Conformation of activation segments. (A) Activation segment nomenclature. Schematic representation of the typical architecture of a kinase activation segment based on the active mono-phosphorylated STE kinase PAK4 (PDB: 2CDZ). The activation segment region runs from the magnesium-binding DFG motif (orange) to the αF helix (grey). The β9 strand (green), the activation segment (magenta), the P+1 loop (turquoise), APE (αEF) helix (blue) and αEF/αF loop (yellow) are highlighted. (B) Comparison of the activation segments of SLK (green), LOK (orange), DAPK3A (cyan) and CHK2 (magenta; PDB: 2CN5) after superimposition. The activation segments adopt a spectrum of orientations that are dictated by the relative orientation of each monomer with each respective dimer. The disordered region of LOK is indicated by a dotted line. For DAPK3, the activation segment from molecule B is shown as the corresponding region in molecule A is disordered. Inset: overall superposition of kinases indicating area of interest shown in main panel. (C) Structure-based sequence alignment of activation segment regions. The sequences of the activation segments of SLK, LOK, DAPK3, CHK2 and PAK4 are shown. Known phosphorylation sites are highlighted in orange. Secondary structure elements are shown for each kinase below the alignment and coloured using the same scheme as in panel B. The structural elements of PAK4 (PDB: 2CDZ), in which the activation segment adopts a classical intramolecular orientation, are shown for reference.

Figure 4

Kinase self-association in solution. (A) Size distribution of the sedimentation coefficient for 30 μM unphosphorylated LOK observed by an AUC velocity experiment.
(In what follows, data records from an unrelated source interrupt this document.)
PR #334, opened 2022-06-07
Feature/issue 237 disable ext clock gen

fabbrimichele:
The purpose of this pull request is to add an option in the UI to disable the external clock generator.
This makes the option _Force PAL 50Hz to 60Hz_ work that otherwise is ignored when using the external clock generator.


ramapcsx2:
Thank you!
I'll review asap :)

ramapcsx2:
I'm so sorry for that source code!
But yeah, this looks good to me, should work. Many thanks! :)

fabbrimichele:
> I'm so sorry for that source code! But yeah, this looks good to me, should work. Many thanks! :)

Thank you for your great job!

The first peak corresponds to the monomer and the second peak to the LOK dimer. A dimer concentration of approximately 17% was estimated. (B) Detection of dimers by cross-linking. The sizes for the dimers of CHK2 (lane 4), DAPK3 (lane 5) and LOK (lane 6) are indicated by an arrow. No band corresponding to dimers was observed for CSNK1G (lane 2) and STK38 (lane 3). Lane 1, molecular weight marker. (C) ESI-MS spectrum of wild-type SLK (black), wild-type SLK after autophosphorylation (blue), T183A (red) and T183A mutant after autophosphorylation (green) under identical conditions (48 h at 4°C). The expected position of the T183 autophosphorylation peak is indicated by an arrow. (D) Size distribution of the sedimentation coefficient for 30 μM SLK mutant Q185P (black line) and the corresponding wild-type protein (red line). Dimerization was only detected in the wild-type protein as indicated by a second peak at 3.4 S.

Figure 5

Comparison of active site and phosphorylated activation segment regions. (A) Superimposition of the active site regions for SLK (green), LOK (orange) and DAPK3 (cyan). Critical residues for kinase function are shown in ball and stick representation and the major secondary structure elements are labelled. (B, C) Active site stabilization via activation segment phosphorylation. (B) Details of the key interactions formed by the activating phosphate moiety in the STE kinase PAK4 (PDB id: 2CDZ) are depicted. The phosphate group on S474 is coloured red/orange and the activation segment is coloured according to the scheme in Figure 3A. (C) Details of key interactions formed by the two phosphate moieties in the dimer interface of the STE kinase SLK. The core of the kinase is shown along with the domain-exchanged activation segment from the adjacent molecule (residues indicated by ^*). The colour scheme is as in (B). Hydrogen bonds are indicated by dotted lines. The catalytic base (Asp155) is coloured with green carbons and labelled in red.

Figure 6

Substrate specificities of SLK, CHK2 and DAPK3. Biotinylated peptides bearing the indicated residue at the indicated position relative to a central S/T phosphor-acceptor site were subjected to phosphorylation using radiolabelled ATP. Aliquots of each reaction were subsequently spotted onto a streptavidin membrane, which was washed, dried and exposed to a phosphor screen.